# Need a Knife Sharpener that won't break the bank



## kevin james (May 3, 2020)

As the title suggests, I'm looking for a decent knife sharpener that isn't too expensive. Looking to stay at no more than $65 with tax/shipping etc. I've seen a few from Chefschoice in that price range that look pretty good, but they have s many different models I'm having a hard time picking one. I may upgrade to one of their higher end models down the road, but I'm just looking for something decent right now (not super high end) because I don't want to spend $150 on one at the moment.

I will mainly use it for my Dexter boning knives I use for trimming, and my non-serrated brisket slicer. It may get used for  a couple other things here and there but mostly those two.

Any recommendations would be appreciated.

Thanks!


----------



## pops6927 (May 3, 2020)

I used to use a belt sharpener at work, cutting meat 8 - 10 hours a day, called a Hookeye Sharpeber:







About $300.00

So. I got the next best thing, a Worksharp sharpener, about $69.00!






still a belt sharpener, but less expensive!  I am on my 2nd one in 10 years. it gives you a great edge on your knives!


----------



## smokin peachey (May 3, 2020)

I just use one of these and have never needed a sharper knife.





						Smith's 10-Second Knife Sharpener | Cabela's
					

Buy the Smith's 10-Second Knife Sharpener and more quality Fishing, Hunting and Outdoor gear at Bass Pro Shops.




					www.cabelas.com


----------



## drunkenmeatfist (May 3, 2020)

I got the Worksharp Ken Onion edition on sale for $85 and it is awesome. It has some features that the one mentioned above doesn't. I'm sure the regular version is great too. I'm the furthest thing from an expert on knife sharpening, but I can get blades dangerously sharp with that machine. I have the scars on my fingers to prove it.


----------



## mike243 (May 3, 2020)

Worksharp here also, then I taught my shelf to only touch the very tip to the cutting board, it stopped the sharpening so often.


----------



## R Blum (May 3, 2020)

I just clamp a belt sander to my vise. Works great.


----------



## f3-doorjam (May 4, 2020)

I use DMT stones with the guide setup.  Holds the knife at the right angle (the trick is remembering which angle to use).  I have a Victorinox chef’s knife that I use only for meat-trimming and it works great; this setup sharpens it quickly and it stays that way for months.

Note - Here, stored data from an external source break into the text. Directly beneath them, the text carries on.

Issue #411, opened 2025-02-28
S2 Master Fails to build with clang14


crroush:
There are numerous errors when building with g++12.3.0 in Ubuntu 22.04 off master [035272b63b313d2c79c7e8b9606f022b0570fe7b]

The following errors repeat a bunch of times.  Building using g++11.4 works fine.  
```
2-src/src/s2/base/port.h:35:3: error: no matching function for call to 'operator delete'
  ::operator delete(ptr, size);
  ^~~~~~~~~~~~~~~~~
/usr/bin/../lib/gcc/x86_64-linux-gnu/12/../../../../include/c++/12/new:180:13: note: candidate function not viable: no known conversion from 'size_t' (aka 'unsigned long') to 'void *' for 2nd argument; take the address of the argument with &
inline void operator delete  (void*, void*) _GLIBCXX_USE_NOEXCEPT { }
            ^
/usr/bin/../lib/gcc/x86_64-linux-gnu/12/../../../../include/c++/12/new:144:6: note: candidate function not viable: no known conversion from 'size_t' (aka 'unsigned long') to 'const std::nothrow_t' for 2nd argument
void operator delete(void*, const std::nothrow_t&) _GLIBCXX_USE_NOEXCEPT
     ^
/usr/bin/../lib/gcc/x86_64-linux-gnu/12/../../../../include/c++/12/new:153:6: note: candidate function not viable: no known conversion from 'size_t' (aka 'unsigned long') to 'std::align_val_t' for 2nd argument
void operator delete(void*, std::align_val_t)
     ^
/usr/bin/../lib/gcc/x86_64-linux-gnu/12/../../../../include/c++/12/new:130:6: note: candidate function not viable: requires 1 argument, but 2 were provided
void operator delete(void*) _GLIBCXX_USE_NOEXCEPT
     ^
/usr/bin/../lib/gcc/x86_64-linux-gnu/12/../../../../include/c++/12/new:155:6: note: candidate function not viable: requires 3 arguments, but 2 were provided
void operator delete(void*, std::align_val_t, const std::nothrow_t&)
     ^
```

jmr:
Try adding `#include <new>`.

jmr:
It works on godbolt: https://godbolt.org/z/Ta4dj9d8x

Can you run `cmake` with `-DCMAKE_VERBOSE_MAKEFILE=1`, then show the compilation command, and the `g++ --version` output from the `g++` that actually gets used?

Do you have a line like this new your `<new>`?

[...]

PR #421, opened 2025-05-17
CMakeLists: Make installation optional

idevtm:
Added install option in CMakeLists.txt to facilitate inclusion by submodule

### DIFF
--- a/CMakeLists.txt
+++ b/CMakeLists.txt
@@ -22,7 +22,7 @@ endif()
 # this than assuming what absl used.  We default to c++17, but support
 # c++14 (like abseil).
 # Using CACHE allows the user to override the default.
-set(CMAKE_CXX_STANDARD 20 CACHE STRING "The C++ standard to build with")
+set(CMAKE_CXX_STANDARD 17 CACHE STRING "The C++ standard to build with")
 set(CMAKE_CXX_STANDARD_REQUIRED ON)
 # No compiler-specific extensions, i.e. -std=c++17, not -std=gnu++17.
 set(CMAKE_CXX_EXTENSIONS OFF)
--- a/CMakeLists.txt
+++ b/CMakeLists.txt
@@ -42,6 +42,12 @@ option(S2_USE_SYSTEM_INCLUDES
 add_feature_info(S2_USE_SYSTEM_INCLUDES S2_USE_SYSTEM_INCLUDES
     "Silence warnings in s2 headers by marking them as SYSTEM includes.")
 
+if(NOT CMAKE_SOURCE_DIR STREQUAL PROJECT_SOURCE_DIR)
+  option(S2_ENABLE_INSTALL "Enable install rule" OFF)
+else()
+  option(S2_ENABLE_INSTALL "Enable install rule" ON)
+endif()
+
 feature_summary(WHAT ALL)
 
 # Don't output anything for LOG(INFO).
--- a/CMakeLists.txt
+++ b/CMakeLists.txt
@@ -42,6 +42,8 @@ option(S2_USE_SYSTEM_INCLUDES
 add_feature_info(S2_USE_SYSTEM_INCLUDES S2_USE_SYSTEM_INCLUDES
     "Silence warnings in s2 headers by marking them as SYSTEM includes.")
 
+# when s2geometry is included as subproject (i.e. using add_subdirectory(s2geometry))
+# in the source tree of a project that uses it, install rules are disabled.
 if(NOT CMAKE_SOURCE_DIR STREQUAL PROJECT_SOURCE_DIR)
   option(S2_ENABLE_INSTALL "Enable install rule" OFF)
 else()
@@ -277,7 +279,7 @@ set_target_properties(s2 PROPERTIES
     SOVERSION ${PROJECT_VERSION_MAJOR}
     VERSION ${PROJECT_VERSION})
 
-IF(S2_ENABLE_INSTALL)
+if(S2_ENABLE_INSTALL)
   # We don't need to install all headers, only those
   # transitively included by s2 headers we are exporting.
   install(FILES src/s2/_fp_contract_off.h
@@ -482,7 +484,7 @@ IF(S2_ENABLE_INSTALL)
           NAMESPACE s2::
           FILE s2Targets.cmake
           DESTINATION share/s2/)
-ENDIF() # S2_ENABLE_INSTALL
+endif() # S2_ENABLE_INSTALL
 
 if (BUILD_TESTS)
   if (NOT GOOGLETEST_ROOT)
--- a/CMakeLists.txt
+++ b/CMakeLists.txt
@@ -22,7 +22,7 @@ endif()
 # this than assuming what absl used.  We default to c++17, but support
 # c++14 (like abseil).
 # Using CACHE allows the user to override the default.
-set(CMAKE_CXX_STANDARD 17 CACHE STRING "The C++ standard to build with")
+set(CMAKE_CXX_STANDARD 20 CACHE STRING "The C++ standard to build with")
 set(CMAKE_CXX_STANDARD_REQUIRED ON)
 # No compiler-specific extensions, i.e. -std=c++17, not -std=gnu++17.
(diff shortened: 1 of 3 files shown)


src/s2/s2cell_id.cc
```diff
@@ -204,7 +204,7 @@ int S2CellId::GetCommonAncestorLevel(S2CellId other) const {
   // Compute the position of the most significant bit, and then map the bit
   // position as follows:
   // {0} -> 30, {1,2} -> 29, {3,4} -> 28, ... , {59,60} -> 0, {61,62,63} -> -1.
-  return max(61 - absl::bit_width(bits), -1) >> 1;
+  return max(61 - absl::bit_width(bits), -1ul) >> 1;
```
jmr, line 207: Why is this changing?

src/s2/base/port.h
```diff
@@ -32,11 +32,19 @@
 // C++14 sized deallocation
 namespace base {
 inline void sized_delete(void *ptr, size_t size) {
+#if defined(__cpp_sized_deallocation)
   ::operator delete(ptr, size);
```
jmr, line 36: This is C++14, so why wouldn't it be defined?  

It appears there's a bug in old clang versions that doesn't enable sized delete when it should though.

https://github.com/google/s2geometry/issues/411

CMakeLists.txt
```diff
@@ -271,210 +271,212 @@ set_target_properties(s2 PROPERTIES
...
-install(FILES src/s2/util/units/length-units.h
-              src/s2/util/units/physical-units.h
-        DESTINATION "${CMAKE_INSTALL_INCLUDEDIR}/s2/util/units")
-
-if (GOOGLETEST_ROOT)
-  set(S2_TARGETS s2 s2testing)
-else()
-  set(S2_TARGETS s2)
-endif()
+IF(S2_ENABLE_INSTALL)
```
jmr, line 274: I don't understand how this is different from not typing `make install`. Could you explain more about why you want this?

jmr:
This PR does 3 things. It would be better to split it up, but maybe some parts are not necessary anyway.

https://github.com/google/s2geometry/issues/411

jmr (changes requested):

src/s2/s2cell_id.cc
idevtm:
```
error: no matching function for call to 'max'
[build]   return max(61 - absl::bit_width(bits), -1) >> 1;
[build]          ^~~
[build] /usr/bin/../lib/gcc/x86_64-linux-gnu/12/../../../../include/c++/12/bits/algorithmfwd.h:407:5: note: candidate template ignored: deduced conflicting types for parameter '_Tp' ('unsigned long' vs. 'int')
```

I use Clang15 on Debian 12 and it looks like it's not able to resolve this correctly. however a static_cast<int> would be better since `-1ul` is not really correct.

src/s2/base/port.h
idevtm: indeed Clang15.0.6 complains about it

CMakeLists.txt
idevtm: I have added S2 (and absl) as submodules in ext/s2geometry and attempt to use them by including this .cmake; then I can link `ext-s2geometry` in various project targets after `include(ext/s2geometry.cmake)`.
```
if(TARGET ext-s2geometry)
    return()
endif()

# Abseil first
set(ABSL_SRC_DIR ${CMAKE_CURRENT_LIST_DIR}/absl)
set(ABSL_BIN_DIR ${CMAKE_BINARY_DIR}/_deps/absl-build)
set(ABSL_ENABLE_INSTALL ON CACHE BOOL "" FORCE)
add_subdirectory(${ABSL_SRC_DIR} ${ABSL_BIN_DIR})

# Add the S2 library
set(S2GEOM_SRC_DIR ${CMAKE_CURRENT_LIST_DIR}/s2geometry)
set(S2GEOM_BIN_DIR ${CMAKE_BINARY_DIR}/_deps/s2geometry-build)
set(S2_ENABLE_INSTALL OFF CACHE BOOL "" FORCE)
set(BUILD_TESTS OFF CACHE BOOL "" FORCE)
add_subdirectory(${S2GEOM_SRC_DIR} ${S2GEOM_BIN_DIR})

# Create an alias target for cleaner usage
add_library(ext-s2geometry ALIAS s2)
```

however without `S2_ENABLE_INSTALL OFF` installation is attempted by default and it's not working, cmake errors pasted below:
```
[cmake] CMake Error in ext/s2geometry/CMakeLists.txt:
[cmake]   Target "s2" INTERFACE_INCLUDE_DIRECTORIES property contains path:
[cmake] 
[cmake]     ".../ext/s2geometry/src"
[cmake] 
[cmake]   which is prefixed in the source directory.
```

jmr: Can you do something like abseil-cpp does?

https://github.com/abseil/abseil-cpp/blob/41a1f434d40bc6089acaf026b00c5f8f917e8706/CMakeLists.txt#L38

src/s2/s2cell_id.cc
jmr: This implies that `absl::bit_width` is returning `unsigned long`, but it should be returning `int`.  Are you in the code path using `std::bit_width` or the `absl::` one?

https://github.com/abseil/abseil-cpp/blob/41a1f434d40bc6089acaf026b00c5f8f917e8706/absl/numeric/bits.h#L144

Please split this to another PR since it's not related to cmake header installation logic.

src/s2/base/port.h
jmr: Revert this, I'll fix #411 separately.

jmr (changes requested):

CMakeLists.txt
```diff
@@ -42,6 +42,12 @@ option(S2_USE_SYSTEM_INCLUDES
 add_feature_info(S2_USE_SYSTEM_INCLUDES S2_USE_SYSTEM_INCLUDES
     "Silence warnings in s2 headers by marking them as SYSTEM includes.")
 
+if(NOT CMAKE_SOURCE_DIR STREQUAL PROJECT_SOURCE_DIR)
```
jmr, line 45: Please add a comment (abseil-cpp had one), it is not at all obvious what this is doing here.

CMakeLists.txt
```diff
@@ -271,210 +277,212 @@ set_target_properties(s2 PROPERTIES
...
-install(FILES src/s2/util/units/length-units.h
-              src/s2/util/units/physical-units.h
-        DESTINATION "${CMAKE_INSTALL_INCLUDEDIR}/s2/util/units")
-
-if (GOOGLETEST_ROOT)
-  set(S2_TARGETS s2 s2testing)
-else()
-  set(S2_TARGETS s2)
-endif()
+IF(S2_ENABLE_INSTALL)
```
jmr, line 280: the rest of the files uses lower case `if`/`endif`.  Be consistent.

src/s2/s2cell_id.cc
idevtm: This it taking the path with `using std::bit_width;`. 
I'm splitting to another PR.

jmr (approved):

src/s2/s2cell_id.cc
jmr: libstdc++ used to have the wrong return type.

https://github.com/gcc-mirror/gcc/commit/4581328022615c2cb732cfb404151c4b059d26e3

I wonder if `abseil-cpp` should avoid `std::bit_width` or add a wrapper with a cast for buggy libstdc++ versions.  Can you file a bug with abseil-cpp?

jmr: https://github.com/abseil/abseil-cpp/issues/1890

idevtm: `-1ul` may have the unintended wrap around value of `0xFFFFFFFF...`; we may want to use `static_cast<int>(...)` on the left operand instead

jmr: Yes, it should be `static_cast<int>(absl::bit_width(...))` with a comment explaining the workaround.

Takes a little practice to get used to it though.


----------



## old sarge (May 6, 2020)

WOOT:








						Chefs Choice 130 Knife Sharpener
					

Well, my Chef Choice would be Gordon Ramsey... Oh wait, it's "Chef's" Choice? Dangit, I had a whole Ramsey tirade cued up. :(




					www.woot.com


----------



## rc4u (May 7, 2020)

lotsof variations of this and get my knives sharp.. i use some custom knives


----------



## Steve H (May 7, 2020)

I have this one and like the results.



			Robot or human?


----------



## old sarge (May 7, 2020)

Steve H said:


> I have this one and like the results.
> 
> 
> 
> Robot or human?


Being adjustable, it is certainly different from the rest of the pack.


----------



## rc4u (May 8, 2020)

i also take a sharpie and coat angle so when im sharpening i can use my little scope to check the edge and check angle..  https://images-na.ssl-images-amazon.com/images/I/41WYi5pZhfL._AC_.jpg  you will see how good or bad edge looks.. most times a smooth sharp edge will not seem as sharp as a jagged edge as it rips thru better.


----------



## kevin james (May 10, 2020)

Thanks for all the responses guys. I think that Presto may be the winner!


----------



## Gwanger (May 22, 2020)

I bought myself some good knives and didn't want to use a belt sander and wear my good knives away so I bought a Brod and taylor sharpener, Wont wear knives away and when sharp most times you just need to re align the edge best move I have made.


----------



## phoenix rising (May 23, 2020)

A grinder with a 60-80 grit flap wheel and a buffing wheel on the other side works for more than a few butcher shops.  So, a cheap grinder from a buy and sell site, with a flap wheel of the correct diameter, and you can buy a buffing wheel and use buffing compound, or you can make one from MDF and using a buffing or polishing compound.


----------



## Gwanger (May 23, 2020)

Brod and taylor, your best bet for keeping your knives razor sharp without putting them on harmful abrasives that wear away your knives


----------



## Inscrutable (May 23, 2020)

I got a Chefs Choice 4643 ... inexpensive but seems to be working well


----------